А св. прп. Кирилл Белозерский! Это такой был человек!.. Потрясающий человек! Почитайте его послания к князьям, его наставления новопостриженному иноку… А недавно мы нашли двенадцать его келейных книг, рукописных сборников, посвященных самым разным отраслям тогдашней науки, и поразились широте кругозора этого северного русского святого. Там трактуется и об устройстве Вселенной, и о смене фаз луны, об облаках, отчего град, отчего снег… Прп. Кирилл, оказывается, мог рассчитать сроки и длительность солнечных и лунных затмений. Он и в медицине прекрасно разбирался: в его сборниках мы нашли, например, описание развития младенца в материнской утробе… Зачем это монаху знать? А ему интересно! — научная любознательность в нём жила. Способы кровопускания из разных точек тела при разных фазах луны и при разных болезнях — нервных, желудочных, зубных… То есть он наверняка практиковал как врач! Мы сейчас издаём его келейные сборники под названием «Энциклопедия русского игумена».

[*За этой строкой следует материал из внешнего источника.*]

Issue #166, opened 2021-03-19
Process metabat requires too much time


d4straub:
## Check Documentation

I have checked the following places for your error:

- [x] [nf-core website: troubleshooting](https://nf-co.re/usage/troubleshooting)
- [x] [nf-core/mag pipeline documentation](https://nf-co.re/nf-core/mag/usage)

## Description of the bug

I perform currently a rather large assembly:
- 15 soil samples, Illumina only, `--coassemble_group --binning_map_mode "group"`
- SPAdes assembly not possible for me, estimated 3TB RAM required
- MEGAHIT assembly successful after 375h with 128 cpus and ~700GB RAM --> assembly: 14726955618 bytes ~15GB as fa.gz, 46.5 Gbases large, ~74 million contigs
- process metabat runs ages (>300h, 100 cores), toubleshooting:
  - metabat2 command requires ~12h, ~1200 MAGs produced
  - split_fasta.py requires too much time (>300h), uses only 1 cpu
  - split_fasta.py input is *.unbinned.fa that has a size of 5269544057 bytes ~ 5GB
  - split_fasta.py takes the following arguments: min_length_unbinned_contigs 100000 (instead of default 1000000), max_unbinned_contigs default, min_contig_size default

## Steps to reproduce

Well, apart from investing a lot of runtime, I'd not do that on purpose.

## Expected behaviour

This step should not take unreasonable long and would be best to be parallelized. With smaller assemblies that I performed with this pipeline the runtime was always reasonable.
Removing that step entirely seems not a good solution since #27 is still valid!

skrakau:
Solved in https://github.com/nf-core/mag/pull/175

PR #175, opened 2021-03-24
Fix split_fasta.py bug and improve runtime

skrakau:
There were two problems with the `split_fasta.py` script:

Bug:
 -  The sort function `sort_values()` was applied to `df`, but the result was nowhere stored. So I added an `inplace=True`.
 -  In any case, the index still refers to the position before sorting. Currently, after `max_sequences` it stops writing sequences to individual files, although the first `max_sequences` where not the longest and not necessarily have a `length >= length_threshold`. Thus sequences are missed. To address this I reset the index.

Runtime (see https://github.com/nf-core/mag/issues/166):
  - The `sort_values()` function is  applied to all sequences (O(n log n)). This is not necessary, since one can first separate all sequences below the `length_threshold`. Thus one can sort only the sequences `>= length_threshold`, take the longest `max_sequences` and add the remaining to the `pooled` list.
  - For the file with the unbinned sequences, which required > 300h this run through in a couple of minutes
 

## PR checklist

### DIFF
--- a/.github/workflows/linting.yml
+++ b/.github/workflows/linting.yml
@@ -19,6 +19,34 @@ jobs:
         run: npm install -g markdownlint-cli
       - name: Run Markdownlint
         run: markdownlint ${GITHUB_WORKSPACE} -c ${GITHUB_WORKSPACE}/.github/markdownlint.yml
+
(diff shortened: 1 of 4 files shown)


d4straub (approved):
LGTM

PR #178, opened 2021-03-25
Add taxonomic classification for bins with gtdb-tk

skrakau:
I played with [GTDB-tk](https://ecogenomics.github.io/GTDBTk/index.html#) for taxonomic classification as an alternative for CAT:

- previous GTDB references stay accessible (CAT DBs only upon request currently)
- it will be clear which GTDB references will be compatible with which GTDB-tk version, i.e. it will be guaranteed that all pipelines version (with a specific GTDB-tk version) can be run at all times

Disadvantages:

- only uses marker genes, will not work for smaller bins

TODOs:

- [x] update BUSCO and make use of auto lineage functionality
- [ ] ~use `--force` to continue processing if an error occurs on a single genome (since `*.classify.tree` output would be interesting, parallelising over individual bins is likely not a good option)~
- [x] merge summary with Busco and quast summaries

(addresses https://github.com/nf-core/mag/issues/173)

## PR checklist

- [x] This comment contains a description of changes (with reason).
- [ ] If you've fixed a bug or added code that should be tested, add tests!
 - [x] If you've added a new tool - add to the software_versions process and a regex to `scrape_software_versions.py`
 - [ ] If you've added a new tool - have you followed the pipeline conventions in the [contribution docs](https://github.com/nf-core/mag/tree/master/.github/CONTRIBUTING.md)
 - [ ] If necessary, also make a PR on the nf-core/mag _branch_ on the [nf-core/test-datasets](https://github.com/nf-core/test-datasets) repository.
- [x] Make sure your code lints (`nf-core lint .`).
- [ ] Ensure the test suite passes (`nextflow run . -profile test,docker`).
- [x] Usage Documentation in `docs/usage.md` is updated.
- [x] Output Documentation in `docs/output.md` is updated.
- [ ] `CHANGELOG.md` is updated.
- [x] `README.md` is updated (including new tool citations and authors/contributors).

PR #179, opened 2021-04-08
Update to busco 5.1.0 and enable automated lineage selection

skrakau:
Among others in preparation for adding GTDB-tk (https://github.com/nf-core/mag/pull/178).

This updates Busco from 4.1.4 to 5.1.0 and enables the use of the automated lineage selection.

- by default now the BUSCO parameter `--auto-lineage` is used and the data is downloaded automatically (also for tests)
- the lineage can still be specified by providing a lineage dataset via the mag parameter `--busco_reference` (uses BUSCO parameter `--lineage_dataset`). This still requires the download of a `file_versions.tsv` file, which is used to check if the newest lineage dataset is used (BUSCO warns if not).
- to run BUSCO in offline mode, the mag parameter `--busco_download_path` can be used (BUSCO: `--download_path` in currently only in combination with `--auto-lineage` or `--auto-lineage-prok`)
- additionally the mag parameter `--busco_auto_lineage_prok` can be used to ignore eukaryotes (BUSCO: `--auto_lineage_prok`)
- the mag parameter `--save_busco_reference` is also used to save the lineage datasets downloaded by BUSCO

Open todos:
- [ ] compress files when saving dowloaded lineage datasets
- [ ] update docs
- [ ] update to 5.1.2: maybe in another PR, since I had problems with the current singularity images

## PR checklist

### DIFF
--- a/lib/Completion.groovy
+++ b/lib/Completion.groovy
@@ -3,10 +3,13 @@
  */
 
 class Completion {
-    static void email(workflow, params, summary_params, projectDir, log, multiqc_report=[]) {
+    static void email(workflow, params, summary_params, projectDir, log, multiqc_report=[], busco_failed_bins = []) {
 
         // Set up the e-mail variables
         def subject = "[$workflow.manifest.name] Successful: $workflow.runName"
+        if (busco_failed_bins.size() > 0) {
+            subject = "[$workflow.manifest.name] Partially successful: For ${busco_failed_bins.size()} bin(s) the Busco analysis failed because no genes where found: $workflow.runName"
+        }
         if (!workflow.success) {
             subject = "[$workflow.manifest.name] FAILED: $workflow.runName"
         }
@@ -40,6 +43,7 @@ class Completion {
         email_fields['commandLine']  = workflow.commandLine
         email_fields['projectDir']   = workflow.projectDir
         email_fields['summary']      = summary << misc_fields
+        email_fields['busco_failed_bins'] = busco_failed_bins
         
         // On success try attach the multiqc report
         def mqc_report = null
@@ -111,8 +115,17 @@ class Completion {
         output_tf.withWriter { w -> w << email_txt }
     }
 
-    static void summary(workflow, params, log) {
+    static void summary(workflow, params, log, busco_failed_bins) {
         Map colors = Headers.log_colours(params.monochrome_logs)
+
+        if (busco_failed_bins.size() > 0) {
+            def failed_bins = ''
+            for (bin in busco_failed_bins) {
+                failed_bins += "    ${bin}\n"
+            }
+            log.info "-${colors.purple}[$workflow.manifest.name]${colors.red} For ${busco_failed_bins.size()} bin(s) the Busco analysis failed because no genes where found:\n${failed_bins}${colors.reset}-"
+        }
+
         if (workflow.success) {
             if (workflow.stats.ignoredCount == 0) {
                 log.info "-${colors.purple}[$workflow.manifest.name]${colors.green} Pipeline completed successfully${colors.reset}-"
--- a/modules/local/busco.nf
+++ b/modules/local/busco.nf
@@ -9,7 +9,7 @@ process BUSCO {
 
     publishDir "${params.outdir}",
         mode: params.publish_dir_mode,
-        saveAs: { filename -> saveFiles(filename:filename, options:params.options, publish_dir:getSoftwareName(task.process), publish_id:'') }
+        saveAs: { filename -> filename.indexOf("busco_downloads") == -1 ? saveFiles(filename:filename, options:params.options, publish_dir:getSoftwareName(task.process), publish_id:'') : null }
 
     conda (params.enable_conda ? "bioconda::busco=5.1.0" : null)
     if (workflow.containerEngine == 'singularity' && !params.singularity_pull_docker_container) {
@@ -25,6 +25,7 @@ process BUSCO {
 
     output:
     tuple val(meta), path("short_summary.specific.*.${bin}.txt"), optional:true , emit: summary
+    path('busco_downloads/'), optional:true                                     , emit: busco_downloads
     path("${bin}_busco.log")
     path("${bin}_buscos.faa.gz"), optional:true
     path("${bin}_buscos.fna.gz"), optional:true
--- a/modules/local/busco.nf
+++ b/modules/local/busco.nf
@@ -11,11 +11,11 @@ process BUSCO {
         mode: params.publish_dir_mode,
         saveAs: { filename -> saveFiles(filename:filename, options:params.options, publish_dir:getSoftwareName(task.process), publish_id:'') }
 
-    conda (params.enable_conda ? "bioconda::busco=4.1.4" : null)
+    conda (params.enable_conda ? "bioconda::busco=5.1.0" : null)
     if (workflow.containerEngine == 'singularity' && !params.singularity_pull_docker_container) {
-        container "https://depot.galaxyproject.org/singularity/busco:4.1.4--py_2"
+        container "https://depot.galaxyproject.org/singularity/busco:5.1.0--py_1"
     } else {
-        container "quay.io/biocontainers/busco:4.1.4--py_2"
+        container "quay.io/biocontainers/busco:5.1.0--py_1"
     }
 
     input:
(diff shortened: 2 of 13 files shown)


d4straub:
This is an awesome upgrade!

### Error handling:
> if run with --busco_reference the number of marker genes for the corresponding lineage is used and all output files just contain a "100% Missing" etc.

Sounds good

> if run with --auto-lineage number of marker genes is unknown and no busco results file is generated -> these contigs are missing in the MultiQC BUSCO report. In the final busco_summary.txt I put a NA since I still thought those contigs should be listed (could also be done differently) 

I guess you mean "bin" instead of "contig" here. Missing in the MultiQC report is fine. I absolutely agree that in `busco_summary.txt` bins with failed BUSCO analysis should appear anyhow. NA is ok, but if easily possible 100% Missing would be also great, e.g. by producing a dummy `"short_summary*" file` (and using NA only in the field for number of BUSCOs, i.e. "Total number"), but thats probably too much work for such a small improvement.

> since in this case the "short_summary*" file from busco is missing, I added additional output files for failed analyses which get processed in the downstream BUSCO_SUMMARY process:${bin}_busco.failed_bins.txt containing just the bin name

Not sure if this is needed since `busco_summary.txt` already contains that info, if I understood correctely? Nevertheless, one more file is fine as well. Just the bin name is fine.

> I added a Nextflow warning if busco analysis failed for bins due these error types (not for kept unbinned contigs though!)

I agree that this isn't really relevant for kept unbinned contigs. However, I'd hope that those still appear in the `busco_summary.txt`?

### Open todos:
> when using --busco_reference: add also a warning if for a binned genome 100% are missing?

Yes that would be great.

lib/Completion.groovy
```diff
@@ -111,8 +115,17 @@ class Completion {
...
-    static void summary(workflow, params, log) {
+    static void summary(workflow, params, log, busco_failed_bins) {
         Map colors = Headers.log_colours(params.monochrome_logs)
+
+        if (busco_failed_bins.size() > 0) {
+            def failed_bins = ''
+            for (bin in busco_failed_bins) {
+                failed_bins += "    ${bin}\n"
+            }
+            log.info "-${colors.purple}[$workflow.manifest.name]${colors.red} For ${busco_failed_bins.size()} bin(s) the BUSCO analysis failed because no genes where found or placements failed:\n${failed_bins}See ${params.outdir}/GenomeBinning/QC/BUSCO/[bin]_busco.err for further information.${colors.reset}-"
```
d4straub, line 126: Hm so this is also when `placements failed`, is that the same problem? I am uncertain.

modules/local/busco.nf
```diff
@@ -36,50 +40,70 @@ process BUSCO {
...
+        --out "BUSCO" > ${bin}_busco.log 2> ${bin}_busco.err; then
+
+        # get used db name
+        # (set nullgob: if pattern matches no files, expand to a null string rather than to itself)
+        shopt -s nullglob
+        summaries=(BUSCO/short_summary.specific.*.BUSCO.txt)
+        if [ \${#summaries[@]} -ne 1 ]; then
+            echo "ERROR: none or multiple 'BUSCO/short_summary.specific.*.BUSCO.txt' files found. Expected one."
+            exit 1
+        fi
```
d4straub, line 84: Curious: in what case can there be several specific summary files?

skrakau:
> I guess you mean "bin" instead of "contig" here. Missing in the MultiQC report is fine. I absolutely agree that in `busco_summary.txt` bins with failed BUSCO analysis should appear anyhow. NA is ok, but if easily possible 100% Missing would be also great, e.g. by producing a dummy `"short_summary*" file` (and using NA only in the field for number of BUSCOs, i.e. "Total number"), but thats probably too much work for such a small improvement.

Currently the `busco_summary.txt` looks like this when using auto selection:
```
GenomeBin       %Complete       %Complete and single-copy       %Complete and duplicated        %Fragmented     %Missing        Total number
SPAdes-test_minigut.1.fa        17.7    17.7    0.0     0.8     81.5    124
SPAdes-test_minigut.2.fa        13.7    13.7    0.0     3.2     83.1    124
MEGAHIT-test_minigut.1.fa       12.1    12.1    0.0     3.2     84.7    124
MEGAHIT-test_minigut.2.fa       18.5    18.5    0.0     0.8     80.7    124
SPAdes-test_minigut_sample2.unbinned.1.fa       0.0%    0.0%    0.0%    0.0%    100.0%  NA
SPAdes-test_minigut_sample2.unbinned.2.fa       0.0%    0.0%    0.0%    0.0%    100.0%  NA
...
```
I adjusted the summary.busco.py script for this.

> > since in this case the "short_summary*" file from busco is missing, I added additional output files for failed analyses which get processed in the downstream BUSCO_SUMMARY process:${bin}_busco.failed_bins.txt containing just the bin name
> 
> Not sure if this is needed since `busco_summary.txt` already contains that info, if I understood correctely? Nevertheless, one more file is fine as well. Just the bin name is fine.

`busco_summary.txt`  does not yet contain the info, because for those bins no summary file from BUSCO arrives. In theory the bin name would be sufficient yes, but I didn't get it done passing the bin names as `val` types, because `collect()` and passing it to the `BUSCO_SUMMARY` process only worked for files. Maybe there is a solution, but I didn't see a straight forward one. Do you know one?

> > I added a Nextflow warning if busco analysis failed for bins due these error types (not for kept unbinned contigs though!)
> 
> I agree that this isn't really relevant for kept unbinned contigs. However, I'd hope that those still appear in the `busco_summary.txt`?

sure :)

lib/Completion.groovy
skrakau: yes, in both cases bins would be listed here. 

The problem with the placement error is it says: 
`ERROR:  Placements failed. Try to rerun increasing the memory or select a lineage manually.`

In my case it was definitely not a memory problem. However, I am afraid that this could be caused by memory issues and then we would block retrying (such error messages do not really help...). That is why I pointed to the `${bin}_busco.err` file, so the user could at least discover this. It would of course not be nice, but I also don't know how else to handle this.

modules/local/busco.nf
skrakau: I don't know :D I think I just wanted to check if it is exactly 1

skrakau:
ok, finally another update :) roughly the following changes were done:

- added Nextflow warning that BUSCO did not find any matching genes also when using `--busco_reference`
- added used lineage dataset to `busco_summary.tsv`
- when run in auto lineage selection mode: results for both the selected domain and a more specific lineage are provided if available (`short_summary.domain.[lineage].[assembler]-[bin].txt`, `short_summary.specific_lineage.[lineage].[assembler]-[bin].txt`, `assembler]-[bin]_buscos.[lineage].fna.gz`, `[assembler]-[bin]_buscos.[lineage].faa.gz` and in `busco_summary.tsv`)
- `domain` results are now retrieved even if placement fails
- add 'Viruses' for domain in `busco_summary.tsv`
- fixed saving of datasets downloaded by BUSCO when using auto selection in online mode: since the complete reference data provided by BUSCO is > 100GB big (which could be used to ensure reproducibility), I wanted a setting which allows saving only the by BUSCO downloaded datasets. The downloaded data depends on the lineage selection. Therefore the process `BUSCO_SAVE_DOWNLOAD` is now run on a subset of the download folders (from different BUSCO runs), one for each selected specific lineage to make sure to retrieve all used datasets, while not overwriting already saved files. This now can be used to reproduce the BUSCO analysis (with same settings and same input data).
- regarding the saving of the downloaded files, I did not compress them yet as they did not take that much space yet, and like this the folder can directly be used as input for `--busco_download_path` 
- docs `output.md` and `usage.md` updated

and the last time I forgot to mention:
- the process `BUSCO_PLOT` does not output anymore the sample-wise summary files `[assembler]-[sample]-busco_summary.txt`, if this is needed I could easily add it again (generated with the `BUSCO_SUMMARY` process). Just wondered if they are used at all since they were also not mentioned in the `output.md` so far?

d4straub:
Really helpful changes!

> the process BUSCO_PLOT does not output anymore the sample-wise summary files [assembler]-[sample]-busco_summary.txt, if this is needed I could easily add it again (generated with the BUSCO_SUMMARY process). Just wondered if they are used at all since they were also not mentioned in the output.md so far?

Those are not used at all, because all this information is supposed to be in `busco_summary.tsv` anyway.

skrakau:
Thanks a lot @d4straub for all your feedback! Ready for re-review again

skrakau:
Correction:
unfortunately there are a few differences regarding the handling of `mollicutes` lineages and `failed placements` when running BUSCO in `online` and `offline` mode. Thus the saved datasets downloaded automatically by BUSCO can currently not be used to reproduce the analysis by specifying the already downloaded files via `--busco_download_path`.  I adjusted the docs accordingly.

d4straub (approved):
Looks good to me!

Нет, я вам скажу: Московская Русь дала нашей культуре поразительных людей! Я уж не вспоминаю об Андрее Рублёве, о наших летописцах…

— А вот Петербургский период — хоть это и не ваша тема… Что вы думаете о роли Петербурга в истории России? Это русский город?

— Петербург Петр построил именно для того, чтобы повернуть Россию от прошлого к будущему. Прежде русское сознание было направлено на прошлое: вот, мол, раньше всё было хорошо, но  с течением времени мир становится всё хуже и хуже. А Петр иначе поставил вопрос: впереди светлое будущее, а прошлое темно, и его надо забыть. Город на Неве и стал идейной столицей этой устремлённости в грядущее, и весь петербургский период — это порыв «вперёд, к светлым далям» — от Петра до Ленина. И ведь не только такие люди, как, скажем, Чернышевский, исповедовали эту веру, но и Достоевский — он тоже верит в будущее (хотя притом верит ещё и в Бога).

Но с другой стороны, именно Петербург начал открытие Древней Руси — нашей иконописи, наших летописей, нашей старой литературы. Именно здесь началось возрождение русской старины. И выходит, что на Петербурге замыкаются и наша история, и наше будущее. Этот город построен для того, чтобы сплотить, синтезировать нашу историю, нашу древнюю и современную культуру. И эта задача с него ещё не снята, и, следовательно, роль Петербурга в русской истории ещё не сыграна до конца и ему ещё предстоит долгий и славный путь.